The dissertation is dedicated to solving the current task of modern ophthalmology - by studying the condition of the perilimbal tissues of the eye and biochemical blood markers (LOX1, TGFb2 and pNF-H) during the surgical treatment of patients with primary open-angle glaucoma, to determine the risk factor for the development of intraocular pressure decompensation and to optimize the diagnosis of the progression of glaucomatous optic neuropathy after surgical antiglaucoma intervention.
Justification of the choice of research topic. Glaucoma is the main cause of irreversible blindness both worldwide and in Ukraine. It is the second leading cause of blindness worldwide after cataracts, and blindness caused by glaucoma is usually irreversible. According to WHO estimates, 57.5 million people worldwide have primary open-angle glaucoma (POAG), and this number is expected to reach 111.8 million by 2040 (Allison K. et al., 2020; Ricca A. et al., 2020).

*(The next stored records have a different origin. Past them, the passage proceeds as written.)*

Issue #1586, opened 2024-10-10
Add closeHttpClient to MinioAsyncClient.Builder


SerhiiKryvokin:
In PR #1546 the logic was added to close `httpClient` when closing minio client. 
However, if a custom `httpClient` is passed to the builder then `closeHttpClient` is set to `false`

Here is the code from `MinioAsyncClient.java`
```
boolean closeHttpClient = false;
  if (this.httpClient == null) {
    this.httpClient =
            HttpUtils.newDefaultHttpClient(
                    DEFAULT_CONNECTION_TIMEOUT, DEFAULT_CONNECTION_TIMEOUT, DEFAULT_CONNECTION_TIMEOUT);
    closeHttpClient = true;
}
```

So we set `closeHttpClient` to `true` only when `httpClient` is not passed to the builder and we create a default one  

My proposal is to allow to pass `closeHttpClient` to the builder and even make it `true` by default
I can create PR for this if the idea is approved

balamurugana:
Yes. For custom http client, we do not set to close because it is user's responsibility when to close it.  You could add a new builder method like `public Builder httpClient(OkHttpClient httpClient, boolean close)`.

SerhiiKryvokin:
Solved in PR #1587

PR #1587, opened 2024-10-11
add httpclient close option to minio client builder

SerhiiKryvokin:
Issue reference #1586

### DIFF
--- a/api/src/test/java/io/minio/MinioClientTest.java
+++ b/api/src/test/java/io/minio/MinioClientTest.java
@@ -27,6 +27,7 @@ import java.security.NoSuchAlgorithmException;
 import java.util.HashMap;
 import java.util.Map;
 import javax.crypto.KeyGenerator;
+import okhttp3.OkHttpClient;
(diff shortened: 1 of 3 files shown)


api/src/test/java/io/minio/MinioClientTest.java
```diff
@@ -362,6 +363,25 @@ public void testAwsEndpoints()
         "https://s3-accelerate.dualstack.amazonaws.com.cn/mybucket/myobject", url.split("\\?")[0]);
   }
 
+  @Test
```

Unfortunately, over the past five years, glaucoma has been the leading cause of visual impairment in Ukraine. This negative situation is due to the asymptomatic course of the subclinical and initial stages of the disease and a number of medical and social factors. Primary open-angle glaucoma is the most common type both in the United States of America and in Ukraine (Weinreb R.N. et al., 2016; Rykov S.O. et al., 2019). Primary open-angle glaucoma is a multifactorial chronic neurodegenerative disease characterized by the acquired loss of retinal ganglion cells and subsequent optic nerve atrophy (Serdyuk V.M. et al., 2021). Although the pathogenesis of glaucoma is not fully understood, it is known that the level of intraocular pressure (IOP) is interrelated with the death of retinal ganglion cells (Burton M. J. et al., 2024). Neither significant successes in the surgical treatment of glaucoma, nor the development of new minimally invasive surgical interventions and a significant expansion of the arsenal of medicinal hypotensive agents can stop its constant progress (Rolim-de-Moura C.R. et al., 2022; Bezditko P.A. et al., 2022; Shargorodska I.V., 2003).

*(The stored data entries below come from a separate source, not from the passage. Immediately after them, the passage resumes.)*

PR #1605, opened 2024-12-21
Handle null value in io.minio.messages.Item.lastModified() method

hwaite:
Avert exception:

`java.lang.NullPointerException: Cannot invoke "io.minio.messages.ResponseDate.zonedDateTime()" because "this.lastModified" is null`.

Null values occur when doing a non-recursive, prefixed 'listObjects' call.

### DIFF
--- a/api/src/main/java/io/minio/messages/Item.java
+++ b/api/src/main/java/io/minio/messages/Item.java
@@ -21,6 +21,7 @@ import java.net.URLDecoder;
 import java.nio.charset.StandardCharsets;
 import java.time.ZonedDateTime;
 import java.util.Map;
+import java.util.Optional;
 import org.simpleframework.xml.Element;
 
 /**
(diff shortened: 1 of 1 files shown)


api/src/main/java/io/minio/messages/Item.java
```diff
@@ -86,7 +87,9 @@ public String objectName() {
 
   /** Returns last modified time of the object. */
   public ZonedDateTime lastModified() {
-    return lastModified.zonedDateTime();
+    return Optional.ofNullable(lastModified)
```
balamurugana, line 90: @hwaite I suspect a server bug. Please share the reproducer along with your object storage server information.

balamurugana (changes requested):

api/src/main/java/io/minio/messages/Item.java
hwaite: See #1606.

api/src/main/java/io/minio/messages/Item.java
```diff
@@ -86,7 +87,9 @@ public String objectName() {
...
+      .map(ResponseDate::zonedDateTime)
+      .orElse(null);
```
balamurugana, line 92: Keep it simple

```suggestion
    return (lastModified == null) ? null : lastModified.zonedDateTime();
```

balamurugana (changes requested):

harshavardhana (approved):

The gradual accumulation of data from the world and domestic literature indicates that in patients with POAG, the cellularity of the trabecular meshwork (TM) is reduced, which leads to a decrease in the physiological function of the TM tissue (Keller K.E. et al., 2022; Zavgorodnia N.G., 2022; Tsybulska T.E., 2021). Dysfunction and blockage of this main pathway can lead to increased outflow resistance, increased IOP and, ultimately, to the development of glaucoma (Dietze J, et al., 2024). Previous studies indicate that it is the area of the inner wall of Schlemm's canal in combination with the juxtacanal tissue that is the main site of outflow resistance (Buffault J. et al., 2020; Vit V.V., 2018). Analysis of the literature of recent years indicates that the number of necessary reoperations in glaucoma patients is about 50% (Jia et al., 2022; Ul’yanova N.A. et al., 2019). However, to date, the pathogenetic mechanisms leading to canal overgrowth have not been fully elucidated, and the development and implementation of modern devices (valves) does not solve the problem. The relationship between changes in the state of perilimbal tissues of the eye and failures of surgical antiglaucoma treatment of patients with POAG remains poorly studied to date.

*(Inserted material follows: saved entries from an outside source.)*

PR #1655, opened 2025-07-16
feat: upgrade okhttp 5.1.0

livk-cloud:
Okhttp has released [5.1.0](https://square.github.io/okhttp/changelogs/changelog/) I think minio should be upgraded to 5.x at the same time


balamurugana:
addressed in https://github.com/minio/minio-java/pull/1657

World literature data indicate that increased IOP is the result of cellular and molecular changes in the TM, which are caused by an increase in the level of transforming growth factor (TGF), in particular TGFb2 in the aqueous humor. The expression of which is increased in the TM of patients with POAG, which increases the contractile ability of TM cells, promotes the formation of actin stress fibers, which increases the resistance to fluid outflow and thereby leads to an increase in IOP in the eyes after surgical interventions (Yemanyi F. et al., 2020; Vit V.V., 2018).
Previous studies indicate that another important factor that may affect the strength and elasticity of the TM is lysyl oxidase-1 (LOX1), a major component of fibrillar aggregates of the extracellular matrix (ECM), which is involved in tissue fibrogenesis in glaucoma patients who have undergone anti-glaucomatous surgery (Wagner I. et al., 2022).